## WHAT THIS TASK INVOLVES
Filter the entries and keep only the lines where the string "existingBalance" appears.

── DATA UNDER STUDY ──

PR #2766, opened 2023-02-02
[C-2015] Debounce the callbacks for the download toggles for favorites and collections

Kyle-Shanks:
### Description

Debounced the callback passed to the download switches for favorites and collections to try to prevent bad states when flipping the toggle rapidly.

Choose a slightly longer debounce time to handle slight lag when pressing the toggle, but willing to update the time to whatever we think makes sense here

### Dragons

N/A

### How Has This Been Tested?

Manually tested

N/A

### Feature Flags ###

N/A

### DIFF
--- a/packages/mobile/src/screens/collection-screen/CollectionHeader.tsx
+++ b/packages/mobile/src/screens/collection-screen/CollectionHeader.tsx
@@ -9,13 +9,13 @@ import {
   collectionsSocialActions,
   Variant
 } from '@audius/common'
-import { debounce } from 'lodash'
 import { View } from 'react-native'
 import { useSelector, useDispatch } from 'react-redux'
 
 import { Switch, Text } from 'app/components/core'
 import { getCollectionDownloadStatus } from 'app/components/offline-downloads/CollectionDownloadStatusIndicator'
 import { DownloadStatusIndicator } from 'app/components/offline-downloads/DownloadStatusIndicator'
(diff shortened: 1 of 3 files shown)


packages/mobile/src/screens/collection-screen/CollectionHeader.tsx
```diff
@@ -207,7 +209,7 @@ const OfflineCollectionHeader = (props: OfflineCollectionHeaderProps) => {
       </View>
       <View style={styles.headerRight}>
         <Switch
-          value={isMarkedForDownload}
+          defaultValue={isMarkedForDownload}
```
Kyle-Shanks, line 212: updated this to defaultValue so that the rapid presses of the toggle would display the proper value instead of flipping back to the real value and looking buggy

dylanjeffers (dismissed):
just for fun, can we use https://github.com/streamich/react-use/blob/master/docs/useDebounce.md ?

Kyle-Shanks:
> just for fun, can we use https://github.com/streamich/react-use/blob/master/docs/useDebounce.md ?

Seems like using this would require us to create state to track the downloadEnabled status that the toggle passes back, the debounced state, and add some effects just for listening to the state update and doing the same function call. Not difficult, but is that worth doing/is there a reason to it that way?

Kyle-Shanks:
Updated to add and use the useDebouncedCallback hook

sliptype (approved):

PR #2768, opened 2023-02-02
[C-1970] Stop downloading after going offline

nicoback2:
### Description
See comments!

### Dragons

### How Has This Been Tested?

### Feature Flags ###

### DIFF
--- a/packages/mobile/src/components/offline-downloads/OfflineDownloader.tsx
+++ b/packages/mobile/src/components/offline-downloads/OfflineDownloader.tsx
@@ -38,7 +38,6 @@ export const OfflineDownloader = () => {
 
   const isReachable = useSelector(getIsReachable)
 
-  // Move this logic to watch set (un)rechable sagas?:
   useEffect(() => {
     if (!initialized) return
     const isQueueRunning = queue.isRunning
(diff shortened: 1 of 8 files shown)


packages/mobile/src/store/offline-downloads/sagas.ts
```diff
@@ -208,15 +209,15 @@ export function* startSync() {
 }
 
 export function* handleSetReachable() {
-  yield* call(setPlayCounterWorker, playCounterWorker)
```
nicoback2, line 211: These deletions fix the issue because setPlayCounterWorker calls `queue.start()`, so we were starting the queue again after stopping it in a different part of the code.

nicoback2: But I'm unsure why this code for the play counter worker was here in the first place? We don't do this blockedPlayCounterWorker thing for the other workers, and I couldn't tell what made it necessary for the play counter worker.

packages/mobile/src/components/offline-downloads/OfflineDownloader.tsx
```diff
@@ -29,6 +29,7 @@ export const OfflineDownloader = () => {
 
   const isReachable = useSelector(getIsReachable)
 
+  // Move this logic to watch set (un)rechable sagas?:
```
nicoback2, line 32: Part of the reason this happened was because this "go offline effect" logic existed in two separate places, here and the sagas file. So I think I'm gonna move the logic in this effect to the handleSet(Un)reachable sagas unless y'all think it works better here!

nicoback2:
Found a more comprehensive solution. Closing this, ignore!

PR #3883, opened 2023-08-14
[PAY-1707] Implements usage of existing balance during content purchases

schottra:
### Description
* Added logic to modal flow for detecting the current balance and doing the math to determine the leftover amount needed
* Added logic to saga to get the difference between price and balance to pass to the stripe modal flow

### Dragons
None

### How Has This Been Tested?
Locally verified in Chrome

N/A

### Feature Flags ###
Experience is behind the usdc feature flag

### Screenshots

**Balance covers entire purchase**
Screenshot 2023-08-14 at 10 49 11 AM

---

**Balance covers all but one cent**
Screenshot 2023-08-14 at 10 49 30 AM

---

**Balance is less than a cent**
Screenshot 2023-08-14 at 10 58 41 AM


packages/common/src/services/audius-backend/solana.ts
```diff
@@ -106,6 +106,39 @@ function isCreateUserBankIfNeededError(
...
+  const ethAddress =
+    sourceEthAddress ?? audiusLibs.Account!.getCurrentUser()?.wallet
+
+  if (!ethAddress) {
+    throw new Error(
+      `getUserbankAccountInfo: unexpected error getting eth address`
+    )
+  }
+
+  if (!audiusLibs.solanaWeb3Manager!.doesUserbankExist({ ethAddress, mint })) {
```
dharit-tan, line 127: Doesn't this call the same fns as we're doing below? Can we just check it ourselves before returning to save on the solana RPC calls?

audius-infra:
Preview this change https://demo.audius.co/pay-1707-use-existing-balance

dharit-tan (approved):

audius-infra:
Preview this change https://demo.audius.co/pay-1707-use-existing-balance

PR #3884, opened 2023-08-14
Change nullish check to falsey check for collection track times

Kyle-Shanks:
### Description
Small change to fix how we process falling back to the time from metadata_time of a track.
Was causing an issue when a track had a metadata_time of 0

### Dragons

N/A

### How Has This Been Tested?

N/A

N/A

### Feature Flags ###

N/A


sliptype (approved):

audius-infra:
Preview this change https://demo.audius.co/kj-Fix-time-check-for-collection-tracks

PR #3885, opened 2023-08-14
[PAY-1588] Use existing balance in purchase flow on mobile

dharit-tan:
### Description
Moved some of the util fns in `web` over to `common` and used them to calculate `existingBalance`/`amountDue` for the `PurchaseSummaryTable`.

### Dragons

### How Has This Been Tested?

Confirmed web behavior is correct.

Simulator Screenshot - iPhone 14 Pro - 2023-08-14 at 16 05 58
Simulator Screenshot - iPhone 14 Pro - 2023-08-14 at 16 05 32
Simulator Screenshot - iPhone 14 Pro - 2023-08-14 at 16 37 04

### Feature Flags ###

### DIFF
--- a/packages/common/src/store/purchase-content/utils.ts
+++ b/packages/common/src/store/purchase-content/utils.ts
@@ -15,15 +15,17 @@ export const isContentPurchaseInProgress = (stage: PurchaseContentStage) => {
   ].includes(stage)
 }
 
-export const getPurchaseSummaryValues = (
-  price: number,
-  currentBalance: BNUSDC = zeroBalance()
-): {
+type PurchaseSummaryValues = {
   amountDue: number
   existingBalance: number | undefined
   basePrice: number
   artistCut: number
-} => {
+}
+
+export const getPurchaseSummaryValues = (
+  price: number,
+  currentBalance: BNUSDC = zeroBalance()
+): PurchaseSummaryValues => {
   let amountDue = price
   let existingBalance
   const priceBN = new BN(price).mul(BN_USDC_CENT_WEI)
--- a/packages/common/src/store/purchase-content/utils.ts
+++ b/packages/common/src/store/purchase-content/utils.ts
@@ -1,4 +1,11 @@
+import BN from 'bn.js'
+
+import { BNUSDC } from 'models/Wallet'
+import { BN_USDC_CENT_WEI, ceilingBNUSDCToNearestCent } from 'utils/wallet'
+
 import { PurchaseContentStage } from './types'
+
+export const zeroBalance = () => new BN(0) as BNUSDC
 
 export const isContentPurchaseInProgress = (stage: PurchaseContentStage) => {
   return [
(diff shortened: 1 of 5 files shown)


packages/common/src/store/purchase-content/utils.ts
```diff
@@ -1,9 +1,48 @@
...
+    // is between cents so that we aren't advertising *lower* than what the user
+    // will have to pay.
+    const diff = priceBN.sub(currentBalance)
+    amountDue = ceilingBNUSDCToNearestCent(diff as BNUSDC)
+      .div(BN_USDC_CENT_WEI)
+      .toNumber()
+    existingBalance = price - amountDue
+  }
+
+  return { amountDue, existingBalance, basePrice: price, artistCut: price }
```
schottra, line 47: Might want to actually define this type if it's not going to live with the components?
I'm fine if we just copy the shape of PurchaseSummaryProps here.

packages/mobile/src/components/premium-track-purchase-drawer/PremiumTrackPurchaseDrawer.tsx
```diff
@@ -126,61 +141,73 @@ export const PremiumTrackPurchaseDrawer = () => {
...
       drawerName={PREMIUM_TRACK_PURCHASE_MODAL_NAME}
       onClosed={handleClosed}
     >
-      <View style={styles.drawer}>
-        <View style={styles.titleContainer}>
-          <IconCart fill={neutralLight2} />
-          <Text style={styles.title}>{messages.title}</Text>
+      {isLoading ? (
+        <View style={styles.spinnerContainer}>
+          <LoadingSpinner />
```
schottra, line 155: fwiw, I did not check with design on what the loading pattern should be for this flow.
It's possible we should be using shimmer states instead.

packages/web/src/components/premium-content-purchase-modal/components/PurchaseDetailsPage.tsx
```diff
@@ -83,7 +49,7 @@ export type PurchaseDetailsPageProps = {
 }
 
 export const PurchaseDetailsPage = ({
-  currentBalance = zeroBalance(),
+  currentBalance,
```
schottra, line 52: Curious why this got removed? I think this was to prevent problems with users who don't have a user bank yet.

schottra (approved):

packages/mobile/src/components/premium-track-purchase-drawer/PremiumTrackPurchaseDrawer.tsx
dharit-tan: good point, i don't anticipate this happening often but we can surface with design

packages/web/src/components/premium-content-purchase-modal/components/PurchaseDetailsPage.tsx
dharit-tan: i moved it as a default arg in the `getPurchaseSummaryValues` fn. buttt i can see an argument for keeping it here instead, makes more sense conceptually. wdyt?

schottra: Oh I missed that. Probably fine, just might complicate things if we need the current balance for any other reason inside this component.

───

## ANSWER SPACE
Moved some of the util fns in `web` over to `common` and used them to calculate `existingBalance`/`amountDue` for the `PurchaseSummaryTable`.
   existingBalance: number | undefined
   let existingBalance
+    existingBalance = price - amountDue
+  return { amountDue, existingBalance, basePrice: price, artistCut: price }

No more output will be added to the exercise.